• [What needs to be done] Go through the records below and show every line with the string "executions".

• [Provided information]
---

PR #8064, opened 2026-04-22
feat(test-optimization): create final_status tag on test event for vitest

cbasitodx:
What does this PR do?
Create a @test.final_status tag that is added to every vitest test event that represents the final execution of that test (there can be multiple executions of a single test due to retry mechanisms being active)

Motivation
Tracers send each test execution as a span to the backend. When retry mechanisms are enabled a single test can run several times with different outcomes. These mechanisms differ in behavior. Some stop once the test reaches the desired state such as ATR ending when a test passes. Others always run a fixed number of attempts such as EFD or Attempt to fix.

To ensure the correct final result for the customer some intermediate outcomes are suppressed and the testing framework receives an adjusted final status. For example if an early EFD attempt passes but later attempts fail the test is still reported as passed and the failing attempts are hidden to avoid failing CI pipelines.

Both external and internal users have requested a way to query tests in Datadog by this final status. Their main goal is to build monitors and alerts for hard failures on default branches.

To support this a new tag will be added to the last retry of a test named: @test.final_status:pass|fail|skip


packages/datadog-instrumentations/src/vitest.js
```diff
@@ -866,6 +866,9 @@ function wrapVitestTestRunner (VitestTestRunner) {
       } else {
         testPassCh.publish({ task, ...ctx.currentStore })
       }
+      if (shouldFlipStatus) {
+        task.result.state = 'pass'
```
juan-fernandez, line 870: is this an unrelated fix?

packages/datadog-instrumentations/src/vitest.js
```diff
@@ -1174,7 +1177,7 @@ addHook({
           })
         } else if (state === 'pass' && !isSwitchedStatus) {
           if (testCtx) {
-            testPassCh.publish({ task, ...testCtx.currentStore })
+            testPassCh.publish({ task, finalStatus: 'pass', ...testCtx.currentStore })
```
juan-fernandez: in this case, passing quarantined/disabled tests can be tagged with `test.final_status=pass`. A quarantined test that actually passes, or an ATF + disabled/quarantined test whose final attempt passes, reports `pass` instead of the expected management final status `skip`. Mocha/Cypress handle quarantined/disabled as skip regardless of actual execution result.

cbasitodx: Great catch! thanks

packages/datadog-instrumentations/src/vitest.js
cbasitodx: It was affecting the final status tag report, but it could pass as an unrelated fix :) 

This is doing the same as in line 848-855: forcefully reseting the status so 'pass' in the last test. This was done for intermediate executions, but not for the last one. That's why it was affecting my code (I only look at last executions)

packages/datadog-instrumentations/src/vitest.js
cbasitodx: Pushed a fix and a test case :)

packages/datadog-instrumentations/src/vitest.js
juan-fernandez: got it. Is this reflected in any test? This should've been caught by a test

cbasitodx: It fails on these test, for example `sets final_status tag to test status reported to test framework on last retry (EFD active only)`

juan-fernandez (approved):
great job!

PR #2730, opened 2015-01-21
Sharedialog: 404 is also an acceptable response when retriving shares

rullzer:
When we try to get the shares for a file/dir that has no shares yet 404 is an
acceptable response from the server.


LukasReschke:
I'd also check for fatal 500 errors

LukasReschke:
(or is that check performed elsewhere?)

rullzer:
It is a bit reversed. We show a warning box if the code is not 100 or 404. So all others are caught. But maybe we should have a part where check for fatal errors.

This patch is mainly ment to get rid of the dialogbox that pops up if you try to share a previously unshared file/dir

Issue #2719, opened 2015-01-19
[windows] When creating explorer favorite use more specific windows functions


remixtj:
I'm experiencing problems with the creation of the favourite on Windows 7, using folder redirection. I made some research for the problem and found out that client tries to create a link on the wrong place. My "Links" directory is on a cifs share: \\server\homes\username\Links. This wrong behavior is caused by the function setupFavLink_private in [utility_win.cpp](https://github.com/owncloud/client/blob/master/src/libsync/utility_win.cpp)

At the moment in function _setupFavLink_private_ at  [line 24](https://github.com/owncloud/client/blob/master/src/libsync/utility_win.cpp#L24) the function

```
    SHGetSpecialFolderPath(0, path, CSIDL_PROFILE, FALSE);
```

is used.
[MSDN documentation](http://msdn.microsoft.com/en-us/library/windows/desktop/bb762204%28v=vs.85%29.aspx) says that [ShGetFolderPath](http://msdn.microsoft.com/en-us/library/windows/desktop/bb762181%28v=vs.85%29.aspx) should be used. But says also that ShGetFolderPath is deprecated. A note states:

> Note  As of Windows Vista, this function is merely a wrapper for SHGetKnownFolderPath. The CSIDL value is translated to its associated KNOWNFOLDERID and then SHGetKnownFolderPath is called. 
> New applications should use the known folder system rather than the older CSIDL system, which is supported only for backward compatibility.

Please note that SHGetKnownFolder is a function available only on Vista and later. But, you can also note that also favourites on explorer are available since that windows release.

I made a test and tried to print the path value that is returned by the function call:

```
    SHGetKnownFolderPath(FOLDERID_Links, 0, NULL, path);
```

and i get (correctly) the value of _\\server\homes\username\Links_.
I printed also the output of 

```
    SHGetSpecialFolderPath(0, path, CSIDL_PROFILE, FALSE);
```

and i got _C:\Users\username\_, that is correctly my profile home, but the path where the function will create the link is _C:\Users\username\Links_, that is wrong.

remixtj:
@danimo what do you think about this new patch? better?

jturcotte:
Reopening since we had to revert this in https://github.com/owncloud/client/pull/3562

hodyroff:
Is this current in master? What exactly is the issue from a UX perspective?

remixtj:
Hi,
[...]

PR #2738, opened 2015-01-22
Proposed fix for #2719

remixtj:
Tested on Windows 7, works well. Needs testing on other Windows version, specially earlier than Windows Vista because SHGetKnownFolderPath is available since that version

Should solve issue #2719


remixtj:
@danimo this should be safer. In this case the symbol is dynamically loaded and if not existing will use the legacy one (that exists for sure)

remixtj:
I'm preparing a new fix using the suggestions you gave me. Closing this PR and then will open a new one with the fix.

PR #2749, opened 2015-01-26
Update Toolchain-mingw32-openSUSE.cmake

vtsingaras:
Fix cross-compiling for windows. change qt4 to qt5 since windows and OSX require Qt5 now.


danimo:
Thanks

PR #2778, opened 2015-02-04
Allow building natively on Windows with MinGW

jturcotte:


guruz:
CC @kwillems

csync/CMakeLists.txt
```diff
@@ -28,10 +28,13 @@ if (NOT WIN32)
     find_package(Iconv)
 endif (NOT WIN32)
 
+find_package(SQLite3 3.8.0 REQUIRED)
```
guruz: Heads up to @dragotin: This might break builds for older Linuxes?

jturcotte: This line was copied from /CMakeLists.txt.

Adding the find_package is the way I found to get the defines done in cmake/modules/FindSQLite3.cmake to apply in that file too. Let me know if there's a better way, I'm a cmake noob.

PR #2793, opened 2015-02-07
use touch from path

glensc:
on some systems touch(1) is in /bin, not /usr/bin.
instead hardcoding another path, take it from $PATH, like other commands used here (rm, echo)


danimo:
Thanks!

---

• [Solution]
Create a @test.final_status tag that is added to every vitest test event that represents the final execution of that test (there can be multiple executions of a single test due to retry mechanisms being active)
This is doing the same as in line 848-855: forcefully reseting the status so 'pass' in the last test. This was done for intermediate executions, but not for the last one. That's why it was affecting my code (I only look at last executions)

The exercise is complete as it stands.